• Exercise: Write out again only the lines that run from the start of the entries to the line containing "Some stuff you", both included.

(Data records)

PR #56, opened 2021-05-17
Sorting

makeefu:
- `utils/sort.rs` refactored;
- sorting by file extension added;
- sort by extension key binding added;
- if you sort by extension, files with same extensions are sorted by previously enabled sorting method:

for example, if you consequently call
`sort lexical`
`sort ext`
you will get something like:

snse

or if you consequently call
`sort size`
`sort ext`
you will get something like:
ssse

### DIFF
--- a/.gitignore
+++ b/.gitignore
@@ -1,6 +1,0 @@
-/target
-/test
-*.log
-*.tmp
-*~
-**/*.rs.bk
--- a/config/keymap.toml
+++ b/config/keymap.toml
@@ -170,9 +170,6 @@ keys = [ "s", "n" ]
 [[mapcommand]]
 command = "sort reverse"
 keys = [ "s", "r" ]
-[[mapcommand]]
-command = "sort ext"
-keys = [ "s", "e" ]
 
 [[mapcommand]]
 command = "cd /"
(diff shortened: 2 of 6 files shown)


kamiyaa:
Very interesting! This is great work.

One thing I want to add is, does `pub fn mtime_sort` (in `src/util/sort.rs`) need to be changed as well?
I believe currently it defaults to `cmp::Ordering::Less` when the 2 entries are equal.

Other than that, I really appreciate the refactoring of the sorting code. It was pretty messy before.
Thanks!

kamiyaa:
Seems like something is broken. I'll merge once everything is fixed :+1:

makeefu:
Sorry, I just accidentally reverted last commit and don't know how to fix it. I'm not very experienced with git, lol.

kamiyaa:
> Sorry, I just accidentally reverted last commit and don't know how to fix it. I'm not very experienced with git, lol.

Haha no problem!
Some stuff you can look into later are `git rebase -i`, `git commit --amend`, `git push --force`.
Those are the commands I usually use when rewriting git history. :)

makeefu:
Thanks!
By the way I just found out that `sort_natural` and `sort_lexical` seem to be same, aren't they?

(End Data records)

• Solution to the problem:
PR #56, opened 2021-05-17
Sorting

makeefu:
- `utils/sort.rs` refactored;
- sorting by file extension added;
- sort by extension key binding added;
- if you sort by extension, files with same extensions are sorted by previously enabled sorting method:

for example, if you consequently call
`sort lexical`
`sort ext`
you will get something like:

snse

or if you consequently call
`sort size`
`sort ext`
you will get something like:
ssse

### DIFF
--- a/.gitignore
+++ b/.gitignore
@@ -1,6 +1,0 @@
-/target
-/test
-*.log
-*.tmp
-*~
-**/*.rs.bk
--- a/config/keymap.toml
+++ b/config/keymap.toml
@@ -170,9 +170,6 @@ keys = [ "s", "n" ]
 [[mapcommand]]
 command = "sort reverse"
 keys = [ "s", "r" ]
-[[mapcommand]]
-command = "sort ext"
-keys = [ "s", "e" ]
 
 [[mapcommand]]
 command = "cd /"
(diff shortened: 2 of 6 files shown)


kamiyaa:
Very interesting! This is great work.

One thing I want to add is, does `pub fn mtime_sort` (in `src/util/sort.rs`) need to be changed as well?
I believe currently it defaults to `cmp::Ordering::Less` when the 2 entries are equal.

Other than that, I really appreciate the refactoring of the sorting code. It was pretty messy before.
Thanks!

kamiyaa:
Seems like something is broken. I'll merge once everything is fixed :+1:

makeefu:
Sorry, I just accidentally reverted last commit and don't know how to fix it. I'm not very experienced with git, lol.

kamiyaa:
> Sorry, I just accidentally reverted last commit and don't know how to fix it. I'm not very experienced with git, lol.

Haha no problem!
Some stuff you can look into later are `git rebase -i`, `git commit --amend`, `git push --force`.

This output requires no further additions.